Он смотрит, не отводя глаз своих, даже тогда, когда Бальдр, вздрогнув, оборачивается к нему. В его взгляде читается вопрос и немая мольба отвернуться, прекратить эту пытку, но на нее громовержец отвечает хищной злой улыбкой. Мог бы быть милосерднее с братом после произошедшего, ведь сам поклялся если не простить, то хотя бы забыть. Только так Бальдр согласился вернуться с ним в Асгард. «Никто никогда не узнает?» - торопливо на выдохе шепчет Бальдр, нерешительно шагая по следам, протоптанным Тором в грязи. «Никто никогда об этом не узнает,» - твердо вторит ему громовержец. И тогда он искренне верил, что сможет исполнить обещанное и не корить младшего брата за ошибку. Одну единственную, ведь в будущем у Бальдра не будет шанса оступиться. Тор ему не позволит.

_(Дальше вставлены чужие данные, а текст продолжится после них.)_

PR #545, opened 2025-05-18
Add support for Loupe 0.11 with new offset and limit possibilities

ker0x:


alexander-schranz:
Thx for the pull requests. We will drop support for older Loupe version in favor of supporting the new offset limit functionality and refactor so our searcher to use them. See https://github.com/loupe-php/loupe/pull/188#pullrequestreview-2832420175 do you want to tackle that also?

ker0x:
@alexander-schranz Yes, I can try! I've updated the PR accordingly.

alexander-schranz:
Looks good, thank you @ker0x 

PS: We will probably create a new minor release for this and some upcoming changes. If you require loupe 0.11 before the release you can try `composer require loupe/loupe:"0.11.0 as 0.10.999"`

- Будь я саксом, ты давно бы пировал вместе с другими в Вальгалле, Бальдр, - голос Тора беспечен и весел, пир закончился давно, но сладостная легкость от выпивки и податливых шлюх до сих пор будоражила кровь. Хотелось чуточку поиграть и подразнить братца, прежде чем отправиться спать под боком у разъяренной Сиф. Громовержец присел на корточки подле Бальдра и, зачерпнув своей огромной ладонью холодной воды, умыл лицо в надежде согнать хмель и прояснить голову. Брызнув пару раз в лицо Бальдру водой, Тор все же отказывается от заманчивой мысли прямо тут окунуть его с головой. Скучно и по-детски, наверняка, после брат убежит себе в опочивальню, боясь простудиться.

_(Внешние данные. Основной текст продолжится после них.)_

PR #551, opened 2025-05-26
Add support for distinct attributes

Toflar:
Implements https://github.com/PHP-CMSIG/search/issues/550


packages/seal/src/Schema/Index.php
```diff
@@ -58,6 +60,23 @@ public function __construct(
...
+    {
+        if (null !== $distinctAttribute && !\in_array($distinctAttribute, $this->filterableFields, true)) {
+            throw new \LogicException('The distinct attribute has to be filterable.');
+        }
+
+        $clone = clone $this;
+        $clone->distinctAttribute = $distinctAttribute;
+
+        return $clone;
+    }
```
alexander-schranz: would not add wither methods here we should go the same way as for searchable, filterable, sortable, ... 

I added a deeper description here how I would add such case: https://github.com/PHP-CMSIG/search/issues/550#issuecomment-2910279969

PS: its in SEAL responsible if a field is defined as distinctable and the engine requires it to be also filterable that the schema manager takes core of that.

Toflar: But you cannot have more than one distinct field.

Toflar:
Okay, all seems to work 😎 Loupe fails but I have implemented the logic in https://github.com/loupe-php/loupe/pull/196 already. So I only need to release 0.12 and update to this (maybe in a separate PR)?

The Redis implementation was the most complex because you cannot combine `FT.SEARCH` and `FT.AGGREGATE` apparently. So I worked around that by doing an `FT.AGGREGATE` for identifiers first to apply grouping (which only returns the document IDs) and then `FT.SEARCH` on those to fetch the entire documents. This works perfectly until you have a big pagination setting (I don't know what the max is but if your pagination settings are set to 500, then it will query 500 IDs). Not sure how to tackle that or if we just accept this :)

packages/seal/src/Schema/Index.php
Toflar: I mean, technically you could but in Algolia it has to be known when creating the index.

Toflar:
@alexander-schranz this seems to work for all adapters now 🥳 The linter for Redis drives me nuts, though. But let's have a first review for the concept in general 😊

packages/seal/src/Schema/SchemaHelper.php
```diff
@@ -0,0 +1,15 @@
+<?php
+
+namespace CmsIg\Seal\Schema;
+
+class SchemaHelper
```
alexander-schranz: I would keep this internal:

```suggestion
/**
 * @internal
 */
class SchemaHelper
```

But also see later comment I think I would not even use this.

packages/seal-meilisearch-adapter/src/MeilisearchSchemaManager.php
```diff
@@ -58,6 +59,8 @@ public function dropIndex(Index $index, array $options = []): TaskInterface|null
 
     public function createIndex(Index $index, array $options = []): TaskInterface|null
     {
+        SchemaHelper::validateDistinctFieldsAreFilterable($index);
```
alexander-schranz: I understand why you did this, but I would not go this way. We are also in elasticsearch do a lot of `$field->filterable || $field->sortable` to get the settings into the need to support that features, so its fine that we set the field to filterable if the engine requires it to be filterable if distinct is enabled.

```php
'filterableAttributes' => \array_unique(\array_merge(
    $index->filterableFields,
    $index->distinctableFields, // to use distinct the field also need to be filterable
)),
```

packages/seal-algolia-adapter/src/AlgoliaSchemaManager.php
```diff
@@ -80,6 +80,10 @@ public function dropIndex(Index $index, array $options = []): TaskInterface|null
 
     public function createIndex(Index $index, array $options = []): TaskInterface|null
     {
+        if (\count($index->distinctFields) > 1) {
+            throw new \LogicException('Algolia does not support more than one distinct field.');
+        }
```
alexander-schranz: Created an issue to reference this in code so people can may give feedback there:

```suggestion
        if (\count($index->distinctFields) > 1) {
            throw new \LogicException('Algolia does not support more than one distinct field. See https://github.com/PHP-CMSIG/search/issues/557');
        }
```

packages/seal/src/Schema/Field/AbstractField.php
```diff
@@ -27,6 +27,7 @@ public function __construct(
         public readonly bool $searchable,
         public readonly bool $filterable,
         public readonly bool $sortable,
+        public readonly bool $distinct,
```
alexander-schranz, line 30: would have prefereed a `-able` word but hard to find one distinctable and deduplicatable seems not be official words 🤔

alexander-schranz (changes requested):

alexander-schranz:
> The linter for Redis drives me nuts, though. But let's have a first review for the concept in general 😊

Can tackle that then for you.

packages/seal/src/Schema/Field/AbstractField.php
Toflar: I think `distinct` is correct. This is the adjective how you would ask in English:

- "Is this field `searchable`?"
- "Is this field `filterable`?"
- "Is this field `distinct`?"

packages/seal-meilisearch-adapter/src/MeilisearchSchemaManager.php
Toflar: Sure, updated!

packages/seal/src/Schema/SchemaHelper.php
Toflar: Deleted :)

packages/seal/src/Schema/Field/AbstractField.php
alexander-schranz: 👍

packages/seal-elasticsearch-adapter/src/ElasticsearchSearcher.php
```diff
@@ -113,6 +113,10 @@ public function search(Search $search): Result
             ];
         }
 
+        if (null !== $search->distinct) {
+            $body['collapse']['field'] = $search->distinct;
+        }
```
alexander-schranz: depending on: https://www.elastic.co/docs/reference/elasticsearch/rest-apis/collapse-search-results

> The field used for collapsing must be a single valued [keyword](https://www.elastic.co/docs/reference/elasticsearch/mapping-reference/keyword) or [numeric](https://www.elastic.co/docs/reference/elasticsearch/mapping-reference/number) field with [doc_values](https://www.elastic.co/docs/reference/elasticsearch/mapping-reference/doc-values) activated.

We need adopt https://github.com/PHP-CMSIG/search/blob/10ae94639c9027c5f07cb267be89f320c60cdbd6/packages/seal-elasticsearch-adapter/src/ElasticsearchSchemaManager.php#L91-L98:

```diff
                $field instanceof Field\TextField => $properties[$name] = \array_replace([
                    'type' => 'text',
                    'index' => $field->searchable,
-                ], ($field->filterable || $field->sortable) ? [
+                ], ($field->filterable || $field->sortable || $field->distinct) ? [
                    'fields' => [
                        'raw' => ['type' => 'keyword'],
                    ],
                ] : []),
```

Same for Opensearch.

packages/seal-elasticsearch-adapter/src/ElasticsearchSearcher.php
```diff
@@ -113,6 +113,10 @@ public function search(Search $search): Result
             ];
         }
 
+        if (null !== $search->distinct) {
+            $body['collapse']['field'] = $search->distinct;
```
alexander-schranz: If its a text field we need the `.raw` field in opensearch and elasticsearch, the getFilterField helper in the specific searcher handles that:

```suggestion
            $body['collapse']['field'] = $this->getFilterField($this->search->index, $this->search->distinct);
```

Same I think for Opensearch.

Unsure about Solr

alexander-schranz (changes requested):
I think there may be some issue with the text field type and distinct for Elastic and Opensearch I think we need access the .raw field. On Solr I'm not sure how text field are handled there.

alexander-schranz (approved):

alexander-schranz:
Awesome feature, thank you @Toflar!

- Как хорошо, что я не сакс, правда? – укладывается прямо тут, на голой земле, спиной ощущая жар и пульсацию тела его матери – священной земли Ёрд. Ее всевечная близость успокаивает и убаюкивает Тора на минуту. Он чувствует, как его раскачивает сладкая томная дремота, и только злобный хищный азарт удерживает сознание на поверхности, - саксы трусливы, малодушны, вероломны, не то, что асы, правда?